(Beginning of RECORDS TO USE)
PR #3776, opened 2018-06-28
[20.0][Document Repository] Testplan modifications

um4r12:
Modifies the Testplan by updating the permission, fixing typos, updating test for deleting files. 

[Redmine ticket 14637](https://redmine.cbrain.mcgill.ca/issues/14637)

### DIFF
--- a/modules/document_repository/test/TestPlan
+++ b/modules/document_repository/test/TestPlan
@@ -22,7 +22,7 @@
 11. Add two files with the same name but with different contents in two different categories. Verify that, when 
    downloaded, their contents are different.
    [Manual Testing]
-12. Edit a file in the repository: check that “Last modified on” date is updated.
+12. Edit a file in the repository: check that “Date Uploaded” date is updated.
     [Manual Testing]
 13. Upload a file using another user and then update it. Check that “Last updated by” field is updated.
     [Manual Testing]
@@ -38,7 +38,7 @@
        - Addition of a category.
     Also check that the www address contained in the notification email is correct.
     [Manual Testing]
-18. Check that the following settings are in /etc/php5/apache2/php.ini:
+18. To upload large files, check that the following settings are in php.ini (default: /etc/php/{php_version}/apache2/php.ini):
       session.gc_maxlifetime 10800
       max_execution_time  10800
       upload_max_filesize 1020M
--- a/modules/document_repository/test/TestPlan
+++ b/modules/document_repository/test/TestPlan
@@ -1,44 +1,46 @@
-1. User has access to document repository iff he/she has permission “Access all documents” or is the super user.
+1. User has access to document repository if they have the "View and upload files in Document Repository” permission or is the super user.
    [Automation Testing]
 2. Create a category and a sub category.
    [Automation Testing]
 3. Check that the comments for a category are displayed properly. Also check that they can be edited/added.
    [Automation Testing]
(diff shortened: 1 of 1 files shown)


modules/document_repository/test/TestPlan
```diff
@@ -1,44 +1,46 @@
...
    [Manual Testing]
-8. Check that if a category contains special characters (e.g. space, dot or comma) it can be expanded.
+10. Check that if a category contains special characters (e.g. space, dot or comma) it can be expanded.
    [Manual Testing]
-9. Add two files with the same name but with different contents in two different categories. Verify that, when 
+11. Add two files with the same name but with different contents in two different categories. Verify that, when 
    downloaded, their contents are different.
    [Manual Testing]
-10. Edit a file in the repository: check that “Last modified on” date is updated.
+12. Edit a file in the repository: check that “Last modified on” date is updated.
```
um4r12: This column doesn't actually exist. Should this remain in the Testplan? Or should a PR be created to address this?

modules/document_repository/test/TestPlan
```diff
@@ -1,44 +1,46 @@
...
     [Manual Testing]
-11. Upload a file using another user and then update it. Check that “Last updated by” field is updated.
+13. Upload a file using another user and then update it. Check that “Last updated by” field is updated.
```
um4r12: This column doesn't actually exist. Should this remain in the Testplan? Or should a PR be created to address this?

modules/document_repository/test/TestPlan
davidblader: for some reason, the effective equivalent of this column is "Date Uploaded"
i think media uses a similar convention as well ¯\_(ツ)_/¯
for the time being i would just update the test plan to be consistent with the module...

modules/document_repository/test/TestPlan
```diff
@@ -1,44 +1,46 @@
...
     [Manual Testing]
-15. Check that if you have the 'Receive document repository notification' activated you will receive an email each 
+17. Check that if you have the 'Receive document repository notification' activated you will receive an email each 
     time one of the following event occurs:
        - Addition, deletion or modification of a file
        - Addition of a category.
     Also check that the www address contained in the notification email is correct.
     [Manual Testing]
-16. Check that the following settings are in /etc/php5/apache2/php.ini:
+18. Check that the following settings are in /etc/php5/apache2/php.ini:
```
davidblader: this should probably be changed to just be `php.ini`
nobody should be running php < 7

davidblader: also maybe this should be put towards the beginning of the test plan?

modules/document_repository/test/TestPlan
um4r12: Okay, I'll change it for now. In the future, we should consider adding that column or a better solution may be to rename `Data Uploaded` to `Last modified on`. I did check, if you make an edit to the file, the `Data Uploaded` column is modified. However, that isn't really accurate.

modules/document_repository/test/TestPlan
um4r12: For the most part, I don't think the document repository expects large files (mostly documents, I'd assume, as the name suggests), so I've added additional text at the beginning of the last point for uploading large files. 
Because I think its more of an optional change, leaving it at the end seems better. What do you think?

PR #3781, opened 2018-07-04
[Instruments] Rework breadcrumbs

xlecours:
This add timepoint details in breadcrumbs of instruments

Since our instruments are now treated as subtest in the instruments module, the breadcrumbs were only showing the instrument name. This adds Candidate list > Candidate Profile > Timepoint detail as crumbs for easy access the the aforementioned pages.

see: RM#14811

### DIFF
--- a/php/libraries/NDB_BVL_Instrument.class.inc
+++ b/php/libraries/NDB_BVL_Instrument.class.inc
@@ -2545,8 +2545,8 @@ class NDB_BVL_Instrument extends NDB_Page
      */
     public function getBreadcrumbs(): \LORIS\BreadcrumbTrail
     {
-        $visitlabel = $this->getVisitLabel()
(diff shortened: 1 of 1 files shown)


php/libraries/NDB_BVL_Instrument.class.inc
```diff
@@ -932,7 +932,7 @@ class NDB_BVL_Instrument extends NDB_Page
                 )
             );
         } else {
-            $results = $db->pselect(
+            $timepoint->getCandID();$results = $db->pselect(
```
ZainVirani: Needs new line

ZainVirani: Also not sure why this line is required

xlecours:
@ZainVirani Can you rereviwe or dismiss?

PR #3784, opened 2018-07-04
cleanup

xlecours:
Removing functions that should not be there.

_checkDate is in Utility anyway.
_checkDateTaken is not used in our code base.


driusan:
Needs to be mentioned in release notes, I think some instruments may use them.

driusan:
Seems reasonable if it passes Travis

PR #3786, opened 2018-07-04
[Instrument Manager] Fix missing validation step when SQL tables do not match Linst files

johnsaigle:
## Background

The instrument manager does some validation in instruments installed in LORIS. It checks whether the back-end SQL schema matches that specified in a Loris Instrument (`linst`) file. Linst files are created via the instrument manager and installed by front-end users in the instrument manager or manually in the back-end.

## Issue

From Redmine:

>Here is the test case :
"Take a second sample .linst instrument file, load it via the Instrument Manager.
Then alter the linst file so that it doesn't exactly match the instrument table already loaded in mysql. (type, number of fields, fieldname spelling) Check that function CheckTable performs the appropriate checks (catches these discrepancies) on the instrument builder files and validates them properly - eg "Table Valid" column is valid when instrument fields match up and "Pages Valid" is valid when subpages are valid. [Manual Testing]"

> For a table to be valid, all the rows in the linst fuile must match a row in the table definition. So removing a row in the file wont make the validation fail.

Basically, if the back-end schema contains fields that do not exist in the linst file, flag this as an error in the validation step. Although outlined in the test plan, the Instrument Manager did not do this.

## This improves LORIS by

Implementing the validation that should have been there already based on the test plan.

I also added comments to the code.

## To Test

* Checkout this branch 

* Upload a linst file via the instrument manager (you can use docs/instruments/test_all_fields.linst)

* Verify that it uploads properly and its status is "Appears Valid" under the `Table Valid` column.

* Under `project/instruments/$YOUR_INST.linst`, delete one of the fields. 

* Return to instrument manager and check that the `Table Valid` status displays "Invalid: DB contains values not in linst"

## Redmine

* Bug #14814 filed by @xlecours

### DIFF
--- a/modules/instrument_manager/php/instrument_manager.class.inc
+++ b/modules/instrument_manager/php/instrument_manager.class.inc
@@ -338,15 +338,15 @@ class Instrument_Manager extends \NDB_Menu_Filter
      * checks whether all of the fields defined in the .linst file are present
      * in the SQL schema and vice-versa.  If the table is found to be consistent
      * it is considered valid and a String confirming this will be returned and
-     * eventually output in the front-end table.  Otherwise an error will be 
+     * eventually output in the front-end table.  Otherwise an error will be
      * returned and displayed to the user.
      *
+     * @param string $instname the value of instname
+     *
+     * @return bool
+     *
      * @see Example linst file: docs/instruments/test_all_fields.linst
-    *
-    * @param string $instname the value of instname
-    *
-    * @return bool
-    */
+     */
     function checkTable($instname)
     {
         $factory  = \NDB_Factory::singleton();
@@ -428,19 +428,19 @@ class Instrument_Manager extends \NDB_Menu_Filter
                 break;
             }
         }
-        // For every value in the `Field` column in the SQL schema, ensure a 
-        // matching value exists in the linst file.  This is done to check 
+        // For every value in the `Field` column in the SQL schema, ensure a
+        // matching value exists in the linst file.  This is done to check
         // whether a question has been deleted from the linst file but is still
         // present in the back-end.
         $sqlSelect = "SELECT COLUMN_NAME".
             " FROM information_schema.columns".
             " WHERE TABLE_SCHEMA=:dbname".
             " AND TABLE_NAME=:tablename";
-        $result      = $db->pselect(
+        $result    = $db->pselect(
             $sqlSelect,
             array(
-                'dbname'     => $factory->settings()->dbName(),
-                'tablename'  => $instname,
+             'dbname'    => $factory->settings()->dbName(),
+             'tablename' => $instname,
             )
         );
         // Get all fields present in DB but absent in linst file.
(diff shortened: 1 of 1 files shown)


modules/instrument_manager/php/instrument_manager.class.inc
```diff
@@ -344,6 +356,36 @@ class Instrument_Manager extends \NDB_Menu_Filter
                 break;
             }
         }
+        // For every value in the `Field` column in the SQL schema, ensure a
+        // matching value exists in the linst file.  This is done to check
+        // whether a question has been deleted from the linst file but is still
+        // present in the back-end.
```
driusan: The point of checking the schema is to ensure that clicking "Save" doesn't break. There's no harm (and it's common) to not delete old columns so that data is still there if needed.

johnsaigle: @xlecours can you comment here? I issued this PR as a response to your Redmine ticket so perhaps you can provide more context.

xlecours:
@driusan @johnsaigle The testplan says: ""Table Valid" column is valid when instrument fields match up". 
I was not aware of the cultural background of that module. If this "feature" (been able to delete column) is supported, it should be documented. Or at least, the testplan needs to be amended. 

Question, could I delete a column then later accidentally use the same question name and corrupt my instrument?

driusan:
If you accidentally re-use the same question name than on the instrument manager side, it would claim that there's an mismatch, and on the data entry side, it would fail in the same way as any other way you might end up with a mismatch between the instrument and the database table. (ie. changing the options for an existing question.) (I can't remember if that update statement fails or silently gets converted to the empty string because MySQL..)

johnsaigle:
So what's the course of action here?

johnsaigle:
@xlecours I made the changes you requested. I'll wait for Dave to comment before proceeding with the TestPlan changes.

driusan:
@xlecours I'm not sure what you mean by "Now that we have a check for missing columns in the lint file that will display a message but break nothing, do you see a harm in that?".. we've always had that, haven't we?

xlecours:
@driusan The current validation check if all columns in the linst file exists in the database table. This PR adds a validation that __check if all columns in the database table exists in the linst file.__ That is what I meant by "missing columns in the lint file"

ridz1208:
@johnsaigle please resolve conflict

johnsaigle:
@ridz1208 Rebase done.

ridz1208:
@ZainVirani please test

ridz1208:
@johnsaigle @xlecours 

why forcing every column in the database to be in the LINST, we dont do it for php, why should we for LINST ??? sometimes its usefull to have additional columns "hidden" from the front end to store some data in that would still be queriable...

johnsaigle:
Just for the record I'm not sure about the engineering details behind this change. I just addressed what was reported in the ticket.

@xlecours will have to resolve the discussion here.

driusan:
I think this should be closed and the test plan should be updated to be more accurate. See @ridz1208's comment.

zaliqarosli:
Failed testing: Front-end not working.

error log gives `[Mon Aug 27 17:45:03.590289 2018] [:error] [pid 1783] [client 132.216.56.36:37950] PHP Parse error:  syntax error, unexpected end of file, expecting function (T_FUNCTION) in /var/www/loris/modules/instrument_manager/php/instrument_manager.class.inc on line 558
`

johnsaigle:
@zaliqarosli Thanks for testing. I'll hold off on patching this until the above conversation concludes

driusan:
Discussion on this hasn't happened in months. It doesn't seem to be going anywhere, so I'm closing it since at least some users have a use case for the current behaviour and it doesn't introduce any bugs.

driusan:
(I just did some calculations and "months" was the wrong plurality. But it's still been over a month.)

ridz1208:
@zaliqarosli keep this one in mind as you work on instruments. we can talk about it during development

PR #3787, opened 2018-07-04
API Dicom download for phatoms: add missing candID

MounaSafiHarab:
The API DICOM download was missing the CandID for the **phantom cases**, so add it in order for the query to get all its needed parameters, and therefore for the download to work.

To test, please try to download a DICOM from a phantom scan before and after this PR change.

Thanks to Mark Pratti for reporting this!

### DIFF
--- a/htdocs/api/v0.0.3-dev/candidates/visits/Dicoms.php
+++ b/htdocs/api/v0.0.3-dev/candidates/visits/Dicoms.php
@@ -92,8 +92,9 @@ class Dicoms extends \Loris\API\Candidates\Candidate\Visit
             ]
         );
         if ($cand_info['Entity_type'] == 'Scanner') {
-            $ID            = ":PVL";
-            $params['PVL'] = $this->VisitLabel;
+            $ID                 = ":PVL";
+            $params['PCandID']  = $this->CandID;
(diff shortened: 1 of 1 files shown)


driusan:
If memory serves the MySQL PDO driver (at least used to?) throw an exception/crash if the prepared statements parameters didn't match up with the array passed (size, order, etc), so needs to be tested..

MounaSafiHarab:
> While I won't block this PR for that, could you remove line #100 will we are here. I don't think $params['PPSCID'] is ever used

@xlecours 
isn't line 100 being used in building the `$ID` on the line just above for a real candidate (i.e. non phantoms), which in turn is then used in the query on line 118?
p.s: I did not invent those lines, they are recycled from Imaging Browser (albeit for a slightly different query here).

xlecours:
@MounaSafiHarab You are right about line 118. Scratch my comment :)

MounaSafiHarab:
@davidblader @cmadjar 
can anyone of you (or both of you) please tets this? since you both do have phantom data and have used the API before.
(@davidblader you need to copy any .tar for any phantom and test that it downloads now and it was not downloading before the change here).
(End of RECORDS TO USE)
* _TASK TO COMPLETE_:
Work through the entries, filtering for the string "break", and copy each line that holds it.

* _TASK RESULT_:
                 break;
                 break;
driusan: The point of checking the schema is to ensure that clicking "Save" doesn't break. There's no harm (and it's common) to not delete old columns so that data is still there if needed.
@xlecours I'm not sure what you mean by "Now that we have a check for missing columns in the lint file that will display a message but break nothing, do you see a harm in that?".. we've always had that, haven't we?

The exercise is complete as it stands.